The truth is that I need this season to prepare the lessons for the coming year’s Wednesday study of Romans and to map out the year’s Sunday preaching strategy for the coming year as well. That’s what I’m doing. More than any lesson, however, my heart must be prepared by those prayers we know to pray but don’t like very much. “Search me oh God, and see if there is any hurtful way in me…” Asking the Holy Spirit to engage in a ‘search and destroy mission’ in your soul is dangerous prayer. And necessary.

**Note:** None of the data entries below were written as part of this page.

PR #1020, opened 2026-04-12
fix tp devenv

stackman27:


build/devenv/implcommon.go
```diff
@@ -526,17 +527,71 @@ func ConfigureAllTokenTransfers(
...
+
+		switch family {
+		case chainsel.FamilyEVM:
+			if current.TokenPoolRef.Type == datastore.ContractType(devenvcommon.BurnMintTokenPoolType) {
+				return current, nil
+			}
+			if candidate.TokenPoolRef.Type == datastore.ContractType(devenvcommon.BurnMintTokenPoolType) {
+				return candidate, nil
+			}
+		case chainsel.FamilyCanton:
```
tt-cll: we took this offline but we shouldn't be using chain specific switches. We should fix the filtering mechanism

tt-cll (approved):

skudasov (approved):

The further truth is that decent pastors know that they can’t give the church everything she needs even though they must make sure the church gets everything she needs. I have to sit down and make sure the church I serve is edified by voices other than mine. That’s not just because our ears grow dull to the familiar voice and we need to hear old truths through new oracles. It’s because these servants bring a dimension of wisdom and experience we all need, and as it is unique to them and their journey, the church can’t possibly gain those riches through my ministry. Yes, we have guests at various times of the year and a decent teaching team of Pastors as well. But this concentration of weeks rather makes the point in an indelible way, reminding us each Sunday of the value of silence waiting on the whisper. We will be richer people for hearing from Scott Stewart, Charles McGowan, Richie Sessions, and our own Charles Johnson. They’re bringing us Christ, offered to us in the Gospel, as we continue our summer series on Philippians. We need this. We need them.
I’d be grateful if you’d lift your voice in prayer for me as I shut mine down for this brief season. My friend and fellow-elder Jon Reynolds sent me a beautiful prayer this past week as I began the work of waiting. I share it with you here, with thanks to Jon, and to all who regularly pray for me.
Lord, refresh David with Your mercy and grace. In this month of quiet, my prayer is for David to be awestruck anew as he seeks You out. I pray for clarity of vision as he plans out his preaching schedule for the coming year. I pray for relaxing times with his family as he seeks to love them well. Guard and protect him from the lies of the evil one. Remind him of who he really is in You. Thank You for using David as Your vessel of love and grace and strengthen him for the work You have prepared in advance for him to accomplish. In Jesus’ mighty name, Amen.